## TASK TO COMPLETE
Reproduce the data word for word, keeping every line complete.

## DATA FOR THE TASK
PR #1565, opened 2023-07-12
Add a json_api_client DSL compiler

### LINKED ISSUE #1554: DSL generator for json_api_client
json_api_client supports schemas: https://github.com/JsonApiClient/json_api_client#schema

```rb
class User < JsonApiClient::Resource
  property :name, type: :string
  property :is_admin, type: :boolean, default: false
  property :points_accrued, type: :int, default: 0
  property :averge_points_per_day, type: :float
end
```

We should be able to infer typed `attr_accessor` from those.

lavoiesl:
### Motivation

Fixes #1554 

This could perhaps be implemented in https://github.com/JsonApiClient/json_api_client as a tapioca extension, but it's worth noting that the gem is [used in several places at Shopify](https://github.com/search?q=org%3AShopify+path%3AGemfile+json_api_client&type=code) and is the spec used by the Vault API, namely used in [iHub](https://ihub.docs.shopify.io/clients/vault).

### Implementation
The implementation was largely cargo-culted from the `smart-properties` compiler.

I paired with @Morriar

See comments for some of the design decisions.


lib/tapioca/dsl/compilers/json_api_client_resource.rb
```diff
@@ -0,0 +1,208 @@
...
+        end
+
+        private
+
+        sig { returns(T.nilable(::JsonApiClient::Schema)) }
+        def resource_schema
+          schema = constant.schema
+
+          # empty? does not exist on JsonApiClient::Schema
+          schema if schema.size > 0 # rubocop:disable Style/ZeroLengthPredicate
```
lavoiesl, line 132: Disabled rubocop rule because it was a false positive

lib/tapioca/dsl/compilers/json_api_client_resource.rb
```diff
@@ -0,0 +1,208 @@
...
+            "::Float"
+          elsif type == ::JsonApiClient::Schema::Types::Time
+            "::Time"
+          elsif type == ::JsonApiClient::Schema::Types::Decimal
+            "::BigDecimal"
+          elsif type == ::JsonApiClient::Schema::Types::Boolean
+            "T::Boolean"
+          else
+            "T.untyped"
+          end
```
lavoiesl, line 171: I couldn't find a cleaner way to do this `case`. I'm happy to consider suggestions

lib/tapioca/dsl/compilers/json_api_client_resource.rb
```diff
@@ -0,0 +1,208 @@
...
+
+        sig do
+          params(
+            mod: RBI::Scope,
+            association: JsonApiClient::Associations::BaseAssociation,
+          ).void
+        end
+        def generate_methods_for_association(mod, association)
+          # If the association is broken, it will raise a NameError when trying to access the association_class
+          klass = association.association_class
```
lavoiesl, line 188: There is a test for this

lib/tapioca/dsl/compilers/json_api_client_resource.rb
```diff
@@ -0,0 +1,208 @@
...
+
+          name, type = case association
+          when ::JsonApiClient::Associations::BelongsTo::Association
+            # id must be a string: # https://jsonapi.org/format/#document-resource-object-identification
+            [association.param.to_s, "T.nilable(::String)"]
+          when ::JsonApiClient::Associations::HasOne::Association
+            [association.attr_name.to_s, "T.nilable(#{klass})"]
+          when ::JsonApiClient::Associations::HasMany::Association
+            [association.attr_name.to_s, "T.nilable(T::Array[#{klass}])"]
```
lavoiesl, line 197: Unfortunately, all of those things can be nullable when an object is created without being loaded via the API

lib/tapioca/dsl/compilers/json_api_client_resource.rb
```diff
@@ -0,0 +1,208 @@
...
+          elsif type == ::JsonApiClient::Schema::Types::Decimal
+            "::BigDecimal"
+          elsif type == ::JsonApiClient::Schema::Types::Boolean
+            "T::Boolean"
+          else
+            "T.untyped"
+          end
+
+          if property.default.nil?
+            as_nilable_type(sorbet_type)
```
lavoiesl, line 174: Properties with default values are always initialized with their default value, even when creating a bare object.

We made the decision to make those properties non-nilable to make the usage cleaner.

That being said, it _is_ possible today to have a nil:

```rb
class User < JsonApiClient::Resource
  property :name, type: :string, default: "foo"
end

> u = User.new
=> #<User:@attributes={"type"=>"users", "name"=>"foo"}>

> u.name
=> "foo"

> u.name = 123
=> 123

> u.name # Casts to string
=> "123"

> u.name = nil

> u.name # Actually nil
=> nil
```

KaanOzkan (commented):
Don't have context on `json_api_client` but the compiler mostly LGTM.

I'm not sure if it should be a default compiler inside tapioca though 😕 I'll discuss with the team.

lib/tapioca/dsl/compilers/json_api_client_resource.rb
lavoiesl: This:
```rb
case obj
when Class
end
```

Converts to:
```rb
if obj.is_a?(Class)
```

Which isn't the same operation. Am I missing something?

KaanOzkan: Isn't the only difference inheritance checks? I don't think that's a problem in this example.

KaanOzkan (approved):

lib/tapioca/dsl/compilers/json_api_client_resource.rb
```diff
@@ -0,0 +1,208 @@
...
+        end
+
+        sig do
+          params(
+            mod: RBI::Scope,
+            association: JsonApiClient::Associations::BaseAssociation,
+          ).void
+        end
+        def generate_methods_for_association(mod, association)
+          # If the association is broken, it will raise a NameError when trying to access the association_class
```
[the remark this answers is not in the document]
paracycle: We have a way for compilers to signal errors that we use in AR associations compiler, for example: https://github.com/Shopify/tapioca/blob/bc6805edeffbaaba384111c1db29bd79b4b93795/lib/tapioca/dsl/compilers/active_record_associations.rb#L168-L176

## TASK SOLUTION
PR #1565, opened 2023-07-12
Add a json_api_client DSL compiler

### LINKED ISSUE #1554: DSL generator for json_api_client
json_api_client supports schemas: https://github.com/JsonApiClient/json_api_client#schema

```rb
class User < JsonApiClient::Resource
  property :name, type: :string
  property :is_admin, type: :boolean, default: false
  property :points_accrued, type: :int, default: 0
  property :averge_points_per_day, type: :float
end
```

We should be able to infer typed `attr_accessor` from those.

lavoiesl:
### Motivation

Fixes #1554 

This could perhaps be implemented in https://github.com/JsonApiClient/json_api_client as a tapioca extension, but it's worth noting that the gem is [used in several places at Shopify](https://github.com/search?q=org%3AShopify+path%3AGemfile+json_api_client&type=code) and is the spec used by the Vault API, namely used in [iHub](https://ihub.docs.shopify.io/clients/vault).

### Implementation
The implementation was largely cargo-culted from the `smart-properties` compiler.

I paired with @Morriar

See comments for some of the design decisions.


lib/tapioca/dsl/compilers/json_api_client_resource.rb
```diff
@@ -0,0 +1,208 @@
...
+        end
+
+        private
+
+        sig { returns(T.nilable(::JsonApiClient::Schema)) }
+        def resource_schema
+          schema = constant.schema
+
+          # empty? does not exist on JsonApiClient::Schema
+          schema if schema.size > 0 # rubocop:disable Style/ZeroLengthPredicate
```
lavoiesl, line 132: Disabled rubocop rule because it was a false positive

lib/tapioca/dsl/compilers/json_api_client_resource.rb
```diff
@@ -0,0 +1,208 @@
...
+            "::Float"
+          elsif type == ::JsonApiClient::Schema::Types::Time
+            "::Time"
+          elsif type == ::JsonApiClient::Schema::Types::Decimal
+            "::BigDecimal"
+          elsif type == ::JsonApiClient::Schema::Types::Boolean
+            "T::Boolean"
+          else
+            "T.untyped"
+          end
```
lavoiesl, line 171: I couldn't find a cleaner way to do this `case`. I'm happy to consider suggestions

lib/tapioca/dsl/compilers/json_api_client_resource.rb
```diff
@@ -0,0 +1,208 @@
...
+
+        sig do
+          params(
+            mod: RBI::Scope,
+            association: JsonApiClient::Associations::BaseAssociation,
+          ).void
+        end
+        def generate_methods_for_association(mod, association)
+          # If the association is broken, it will raise a NameError when trying to access the association_class
+          klass = association.association_class
```
lavoiesl, line 188: There is a test for this

lib/tapioca/dsl/compilers/json_api_client_resource.rb
```diff
@@ -0,0 +1,208 @@
...
+
+          name, type = case association
+          when ::JsonApiClient::Associations::BelongsTo::Association
+            # id must be a string: # https://jsonapi.org/format/#document-resource-object-identification
+            [association.param.to_s, "T.nilable(::String)"]
+          when ::JsonApiClient::Associations::HasOne::Association
+            [association.attr_name.to_s, "T.nilable(#{klass})"]
+          when ::JsonApiClient::Associations::HasMany::Association
+            [association.attr_name.to_s, "T.nilable(T::Array[#{klass}])"]
```
lavoiesl, line 197: Unfortunately, all of those things can be nullable when an object is created without being loaded via the API

lib/tapioca/dsl/compilers/json_api_client_resource.rb
```diff
@@ -0,0 +1,208 @@
...
+          elsif type == ::JsonApiClient::Schema::Types::Decimal
+            "::BigDecimal"
+          elsif type == ::JsonApiClient::Schema::Types::Boolean
+            "T::Boolean"
+          else
+            "T.untyped"
+          end
+
+          if property.default.nil?
+            as_nilable_type(sorbet_type)
```
lavoiesl, line 174: Properties with default values are always initialized with their default value, even when creating a bare object.

We made the decision to make those properties non-nilable to make the usage cleaner.

That being said, it _is_ possible today to have a nil:

```rb
class User < JsonApiClient::Resource
  property :name, type: :string, default: "foo"
end

> u = User.new
=> #<User:@attributes={"type"=>"users", "name"=>"foo"}>

> u.name
=> "foo"

> u.name = 123
=> 123

> u.name # Casts to string
=> "123"

> u.name = nil

> u.name # Actually nil
=> nil
```

KaanOzkan (commented):
Don't have context on `json_api_client` but the compiler mostly LGTM.

I'm not sure if it should be a default compiler inside tapioca though 😕 I'll discuss with the team.

lib/tapioca/dsl/compilers/json_api_client_resource.rb
lavoiesl: This:
```rb
case obj
when Class
end
```

Converts to:
```rb
if obj.is_a?(Class)
```

Which isn't the same operation. Am I missing something?

KaanOzkan: Isn't the only difference inheritance checks? I don't think that's a problem in this example.

KaanOzkan (approved):

lib/tapioca/dsl/compilers/json_api_client_resource.rb
```diff
@@ -0,0 +1,208 @@
...
+        end
+
+        sig do
+          params(
+            mod: RBI::Scope,
+            association: JsonApiClient::Associations::BaseAssociation,
+          ).void
+        end
+        def generate_methods_for_association(mod, association)
+          # If the association is broken, it will raise a NameError when trying to access the association_class
```
[the remark this answers is not in the document]
paracycle: We have a way for compilers to signal errors that we use in AR associations compiler, for example: https://github.com/Shopify/tapioca/blob/bc6805edeffbaaba384111c1db29bd79b4b93795/lib/tapioca/dsl/compilers/active_record_associations.rb#L168-L176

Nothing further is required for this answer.